Segundo Alberto Vergara, tem sido muito discutido sobre uma nova categoria de medicamentos denominados moduladores do CFTR. “Trata-se de uma classe de medicamentos desenvolvida para corrigir o defeito básico causador da doença, que é ausência ou o mau funcionamento da proteína CFTR. Estes medicamentos são direcionados para grupos de mutações específicas”. Ele afirma que os dois primeiros moduladores do CFTR tiveram sua comercialização liberada recentemente pela Anvisa, no Brasil, mas ainda não estão incorporados ao Sistema único de Saúde (SUS). “Outros moduladores do CFTR estão sendo alvo de pesquisas clínicas, com resultados ainda mais promissores do que os atuais e poderão contemplar mais pacientes”, explica o médico. Para o pneumologista, a maior dificuldade em relação à terapia com moduladores do CFTR é o alto custo da medicação, que tem gerado muitas discussões e controvérsias em todo o mundo.

Enfrentando a doença

Raquel ressalta a importância da forma com que a família encara e lida com a doença e com todo o tratamento envolvido. “A gente vê a diferença quando o paciente tem o respaldo e o envolvimento familiar, quando a família transmite uma aceitação desde o início para a criança, que já vai crescendo lidando com mais naturalidade, entendendo que tudo faz parte da rotina, para que o dia a dia possa ficar um pouco mais leve”, afirma a psicóloga.

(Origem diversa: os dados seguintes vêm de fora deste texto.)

PR #56, opened 2024-04-17
small sdk tweaks

michaelglass:
two small follow-ups from #55, #50

- fix  a bug in `promisify`
- change reinitialize logic

### DIFF
--- a/packages/chat-core/src/index.ts
+++ b/packages/chat-core/src/index.ts
@@ -584,6 +584,7 @@ export function promisify<T>(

Ainda de acordo com ela, o maior desafio é a adesão ao tratamento, principalmente de pacientes que ainda não apresentam muitos sintomas. “Com os mais sintomáticos precisamos trabalhar o medo da morte, as limitações sociais que vão surgindo e também a falta de contato físico com outras pessoas que possuem a mesma doença, já que elas não podem se relacionar devido ao risco de passarem bactérias umas para as outras”, explica.

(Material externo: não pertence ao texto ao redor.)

PR #644, opened 2026-07-12
Remove an #[allow(unnecessary_unwrap)]

ratmice:
This just attempts to remove some allow lints, but slightly modifying the code to not need it anymore.
I'm not sure if this one will conflict with the clippy patch. If it does I will rebase one or the other not a big deal.


ratmice:
rustfmt & squashed that.

ratmice:
This ran fine with my old version of `cargo-deny`, until I upgraded,
`cargo-deny check license` appears to no longer work, and the correct command appears to be pluralized
`cargo-deny check licenses`, I'll make a PR for CI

Nada disso, no entanto, abala a empolgação com que João fala dos seus planos para o futuro, como tirar carteira, comprar um carro e, talvez, o maior deles: escrever um livro! Para ele, os sonhos nunca acabam. “A gente vai evoluindo, igual o celular”, brinca. “Se posso dar um conselho é este: não desista dos seus sonhos”.